▸ **Exercise objective**
Restating the data exactly is the whole task.

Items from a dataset
------------------------------------

PR #5404, opened 2019-12-12
Chat UI fixes (including autoscroll)

### LINKED ISSUE #4897: Chat doesn't scroll to last unread (or bottom) on load

nekodex:
Fixes:
 - Spelling error in class name `chat-conversation-list-seperator`
 - Some colours (certain links were still blue, 'limitations' text using wrong colour)
 - Autoscrolling when switching channels (either to the unread marker or the bottom of the conversation, depending)

fixes #4897, supersedes #5040


resources/assets/lib/chat/conversation-view.tsx
```diff
@@ -26,13 +26,27 @@ import { Spinner } from 'spinner';
...
+import DispatcherAction from '../actions/dispatcher-action';
+import DispatchListener from '../dispatch-listener';
 import MessageDivider from './message-divider';
 import MessageGroup from './message-group';
 
 @inject('dataStore')
+@inject('dispatcher')
 @observer
-export default class ConversationView extends React.Component<any, any> {
+export default class ConversationView extends React.Component<any, any> implements DispatchListener {
```
nanaya: just noticed the props and states are not typed at all.

resources/assets/lib/chat/conversation-view.tsx
```diff
@@ -45,8 +59,32 @@ export default class ConversationView extends React.Component<any, any> {
...
+
+    const unreadMarker = $(chatView).find(`.${this.baseCssClass}__${this.unreadMarkerClass}`);
+    this.unreadMarker = unreadMarker.length > 0 ? unreadMarker : undefined;
+
+    if (this.didSwitchChannel) {
+      if (this.unreadMarker) {
+        this.scrollToUnread();
+      } else {
+        this.scrollToBottom();
+      }
```
nanaya: I wonder if this check is better done in `scrollToUnread`.

resources/assets/lib/chat/conversation-view.tsx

------------------------------------

▸ **Answer to this task**
PR #5404, opened 2019-12-12
Chat UI fixes (including autoscroll)

### LINKED ISSUE #4897: Chat doesn't scroll to last unread (or bottom) on load

nekodex:
Fixes:
 - Spelling error in class name `chat-conversation-list-seperator`
 - Some colours (certain links were still blue, 'limitations' text using wrong colour)
 - Autoscrolling when switching channels (either to the unread marker or the bottom of the conversation, depending)

fixes #4897, supersedes #5040


resources/assets/lib/chat/conversation-view.tsx
```diff
@@ -26,13 +26,27 @@ import { Spinner } from 'spinner';
...
+import DispatcherAction from '../actions/dispatcher-action';
+import DispatchListener from '../dispatch-listener';
 import MessageDivider from './message-divider';
 import MessageGroup from './message-group';
 
 @inject('dataStore')
+@inject('dispatcher')
 @observer
-export default class ConversationView extends React.Component<any, any> {
+export default class ConversationView extends React.Component<any, any> implements DispatchListener {
```
nanaya: just noticed the props and states are not typed at all.

resources/assets/lib/chat/conversation-view.tsx
```diff
@@ -45,8 +59,32 @@ export default class ConversationView extends React.Component<any, any> {
...
+
+    const unreadMarker = $(chatView).find(`.${this.baseCssClass}__${this.unreadMarkerClass}`);
+    this.unreadMarker = unreadMarker.length > 0 ? unreadMarker : undefined;
+
+    if (this.didSwitchChannel) {
+      if (this.unreadMarker) {
+        this.scrollToUnread();
+      } else {
+        this.scrollToBottom();
+      }
```
nanaya: I wonder if this check is better done in `scrollToUnread`.

resources/assets/lib/chat/conversation-view.tsx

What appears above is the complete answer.